8月11日に放送された(29日BS完全版再放送)NHK特集ドラマ『アイドル』。古川琴音さんが戦前一世を風靡した「ムーランルージュ 新宿座」のトップスターだった明日待子を熱演。ドラマ自体も実際に伝えらえていた「ムーラン」の逸話をうまく構成してあり結構楽しめた。
ドラマの中でもあったのだが、学徒出陣する大学生たちが今生の別れにステージに詰めかけるシーンに、わが父親もこの場にいたのかなとふと思ったりした。まさに昭和18年当時父も東京で学生生活を送っていて、学徒動員令で軍に駆り出されていたので、ひょっとしたら「ムーランルージュ」にも足を運んでいたのかもしれない。
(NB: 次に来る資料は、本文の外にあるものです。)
PR #2030, opened 2023-04-04
chore(passport): fetching OTP state with remix fetcher

### LINKED ISSUE #1991: bug(email): Propagate email errors up the call chain
Currently, errors with sending emails (through a `fetch()` against MailChannels) do not propagate up the call chain. This results in a user not being notified that there is an error with sending emails in the Email OTP screen. 

Errors should propagate up, with the correct Error class.
Dependent on #2002 . Test by manually causing a fetch failure in email service's OTP generation code.

### LINKED ISSUE #2002: fix(passport): Handle OTP regen with good ol' `fetch()`
The combination of `state` prop from the `/verify` path, the browser history state, the error catching/rendering is ceasing to be compatible with "the Remix way". Will need to simplify this by resorting to the non-Remix, but Web API-compatible, way of using `fetch()` to call the regen API and handle the error directly in the OTP layout route/component.

All combinations of regen, regen through back-and-forth (with same email), and first-time code entry flows should be tested.

poolsar42:
# Description

Uses fetcher to fetch new state which doesn't update loader history.

- Closes #2002
- Closes #1991 

## Type of change

# How Has This Been Tested?

Locally with the setup

# Checklist:


apps/passport/app/routes/authenticate/$clientId/email/verify.tsx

「ムーランルージュ 新宿座」は空襲で焼失してしまい、戦後華僑の実業家・林以文氏の手によって再建されたがわずか6年でその歴史に幕を閉じてしまった。その後、林氏は歌舞伎町に地歩を築き、恵通企業(ジョイパックグループ=現在のHYUMAXグループ)として映画館を中心とする娯楽ビルの経営に着手、今に至るまでその歴史を紡いでいる。
林氏はやはり思い入れがあったのだろう、地球会館ビル(現HYUMAXパビリオンアネックス)に「ムーランルージュ」名を継承した当時流行した大型のグランドキャバレーを経営している。
私にとって「ムーランルージュ」の思い出は、まさにそのグランドキャバレーであった。80年~81年頃だったと思うが、当時仕事でテレビ局の人に連れられて行ったのが最初で、その時、接客してくれた社交嬢をすっかり気に入ってしまい、その後も足しげく通い指名することになった。リナという源氏名で背が高く紅いドレスがよく似合うダンスの上手な娘だった。そう、彼女は一時期私にとっての「ムーラン」の明日待子だった。
その後しばらくして、いつの間にか大箱のグランドキャバレーはすたれて時を置かず「ムーランルージュ」も閉店してしまい、リナ嬢の消息も分からなくなってしまった。現在はもう還暦過ぎてしまったはずだが、どこかで元気で暮らしているのだろうか?
ちなみに、ドラマの主人公だった明日待子さんはその後北海道にわたり90歳を超える長寿で最近亡くなられたそうである。
ドラマを観ていて色々と思い出してしまった。